The Lee Jae-myung government confirmed on the 7th a government reorganization plan that includes abolishing the prosecution office next year. As early as September next year, the prosecution will be reduced to an agency that only handles indictment and maintenance of public prosecution.
While the reorganization plan has been proposed, there are still unresolved issues. In the legal community, there are concerns that abolishing the prosecution office and creating a public prosecution agency could be unconstitutional. Additionally, whether to abolish the prosecution's supplementary investigative powers and how to check the Ministry of the Interior and Safety, which will have significant investigative authority, remain as tasks.
The government has decided to dismantle the prosecution office by September next year and establish a Serious Crime Investigation Agency under the Ministry of the Interior and Safety to handle serious criminal investigations. However, there are concerns in academia that abolishing the prosecution office without a constitutional amendment may be unconstitutional.

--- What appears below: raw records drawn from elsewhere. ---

PR #262, opened 2015-07-13
Remove MakeFile

Arkshine:
Time to :fire: this old build system as well. There is no reason to keep such [outdated, for some] files now we have AMBuild. And yes, I'm lazy, I don't want to maintain them. :japanese_goblin:


Nextra:
good riddance :package:

PR #263, opened 2015-07-14
Fix CS_OnBuyAttempt

Sylvert0:
If i dont have CS_OnBuy on my plugin, CS_OnBuyAttempt doesn't work


Arkshine:
Oops. Thanks.  

Fixes #68.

Article 89 of the Constitution states, 'The appointment of the Prosecutor General must be deliberated by the State Council.' Professor Cha Jin-ah of Korea University Law School stated at a National Assembly public hearing on the 4th, 'The Prosecutor General is an institution stipulated in the Constitution,' adding that 'changing this designation through laws subordinate to the Constitution would be unconstitutional.' Meanwhile, the Democratic Party insists that 'the Prosecutor General is the head of an administrative agency, not a constitutional institution.'
How to handle the prosecution's supplementary investigative powers also remains a question. Some in the Democratic Party argue that true separation of investigation and prosecution can only be achieved if the prosecution is not allowed to intervene in police investigations, asserting that supplementary investigative powers should be abolished. However, in the legal community, there is a prevailing opinion that supplementary investigations are essential as a mechanism to regulate lenient investigations or excessive investigations by the police.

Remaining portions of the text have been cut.